Posted on 30 May 2013 by Neilson
A group of investors can sue the audit firm KPMG for its role in certifying the financial statements of two hedge funds that invested their money with Bernard Madoff, an appeals court has affirmed.
In a decision last week, the Massachusetts Appeals Court ruled that 26 investors who lost a collective $20 million in the Madoff fraud may proceed in their lawsuit against KPMG. In their case, originally filed in 2010, the plaintiffs allege the giant firm did not adequately perform its audit and tax functions, failing to bring to light red flags that might have alerted them to the scheme.
KPMG, based in New York, had argued that the investors should be subject to arbitration, a private proceeding, rather than suing in open court.

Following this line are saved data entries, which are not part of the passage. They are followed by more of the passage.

PR #4006, opened 2023-05-30
Create shared panels component

mattseddon:
# 2/4 `main` <- #4005 <- this <- #4007 <- #4004

This PR creates a shared `<Panels />` component that pulls the duplication out of what was previously the `<CodeSlider />` and `<StorageSlider />` (which have been renamed).

PR #4004, opened 2023-05-30
Add link to show applicable extension for each storage provider

mattseddon:
# 4/4 `main` <- #4005 <- #4006 <- #4007 <- this 

Related to https://github.com/iterative/vscode-dvc/issues/3867

This PR adds some clickable links to tabs in the`<StorageSlider/>` added in #3996. Each link will show the appropriate extension for the storage provider in the extensions view.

But the appeals court agreed with a lower ruling that the investors were not bound by any arbitration agreements.
KPMG declined to comment for this story. Kelly Pierce, a Minneapolis attorney for the plaintiffs, said the case will probably go to trial next year.

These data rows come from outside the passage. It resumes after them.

PR #4024, opened 2023-06-01
Fix "show toast on new install" logic

julieg18:
* uses global state to check if a extension is being used for the first time

## Demo

I tested locally and on codespaces. Note that global extension state stays even after you uninstall the extension. 

https://github.com/iterative/vscode-dvc/assets/43496356/16d3ab77-eb6d-407f-9b43-e89a5c3061a0

Resolves https://github.com/iterative/vscode-dvc/pull/3994#issuecomment-1569567208

### DIFF
--- a/extension/src/extension.ts
+++ b/extension/src/extension.ts
@@ -1,4 +1,4 @@
-import { commands, env, ExtensionContext, ViewColumn } from 'vscode'
+import { commands, ExtensionContext, ViewColumn } from 'vscode'
 import { DvcConfig } from './cli/dvc/config'
 import { DvcExecutor } from './cli/dvc/executor'
 import { DvcRunner } from './cli/dvc/runner'
@@ -254,9 +254,13 @@ class Extension extends Disposable {
       ).contributes.walkthroughs[0].id
     )
 
-    registerPersistenceCommands(context.workspaceState, this.internalCommands)
+    registerPersistenceCommands(
+      context.workspaceState,
+      context.globalState,
+      this.internalCommands
+    )
 
-    void showSetupOnFirstUse(env.isNewAppInstall)
+    void showSetupOnFirstUse(context.globalState, context.workspaceState)
     this.dispose.track(recommendRedHatExtensionOnce())
 
     this.dispose.track(new LanguageClient())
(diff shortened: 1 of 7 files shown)


extension/src/extension.ts
```diff
@@ -1,4 +1,4 @@
-import { commands, env, ExtensionContext, ViewColumn } from 'vscode'
```
julieg18, line 1: As mentioned in https://github.com/iterative/vscode-dvc/pull/3994#issuecomment-1569567208, we shouldn't be using env in the scenario.

extension/src/persistence/util.ts
```diff
@@ -1,9 +1,15 @@
 import { commands, Memento } from 'vscode'
 
-export const resetPersistedState = async (workspaceState: Memento) => {
+export const resetPersistedState = async (
```
julieg18, line 3: Updated our `resetPersistedState` to include the global state since it is a form of persisted state.

extension/src/setup/util.ts
```diff
@@ -25,3 +25,20 @@ export const showSetupOnFirstUse = async (
...
+
+  if (installed) {
+    return
+  }
+
+  void globalState.update(GlobalPersistenceKey.INSTALLED, true)
+
+  // old users won't have the installedKey even if it's not a new install
+  const workspaceKeys = workspaceState.keys()
+  return showSetupToast(workspaceKeys.length === 0)
```
julieg18, line 43: We check for workspaceKeys length since an old user will have these set. I suppose we could take off this extra check in about a month like we've done in the past.

extension/src/persistence/util.ts
mattseddon: [Q] Are we sure that all of the keys under here only relate to our extension?

extension/src/setup/util.ts
mattseddon: [Q] Same question. Are you sure everything in the workspaceState only relates to our extension?

julieg18: I believe that both workspaceState and globalState both relate only to our extension since looking at the docs for `ExtensionContext`:

```
     * An extension context is a collection of utilities private to an
     * extension.
```

Plus I was console logging both states before I touched anything. `globalState` was completely empty and `workspaceState` only had keys set by our extension.

mattseddon (approved):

The two hedge funds in question are Rye Select Broad Market Prime Fund and the Rye Select Broad Market XL Fund. Both were managed by Tremont Partners, a unit of Massachusetts Mutual Life Insurance Co., and invested virtually all their assets with Madoff. Tremont and its Rye funds in 2011 agreed to pay more than $1 billion to the fund for Madoff victims, one of the largest settlements with the trustee in the case.
But Pierce, the attorney, said, Our clients have had no meaningful relief from the trustee. About a dozen of the investors in the lawsuit are from Massachusetts, she said.
Madoff is in prison for life for conducting a $65 billion fraud which collapsed in December 2008.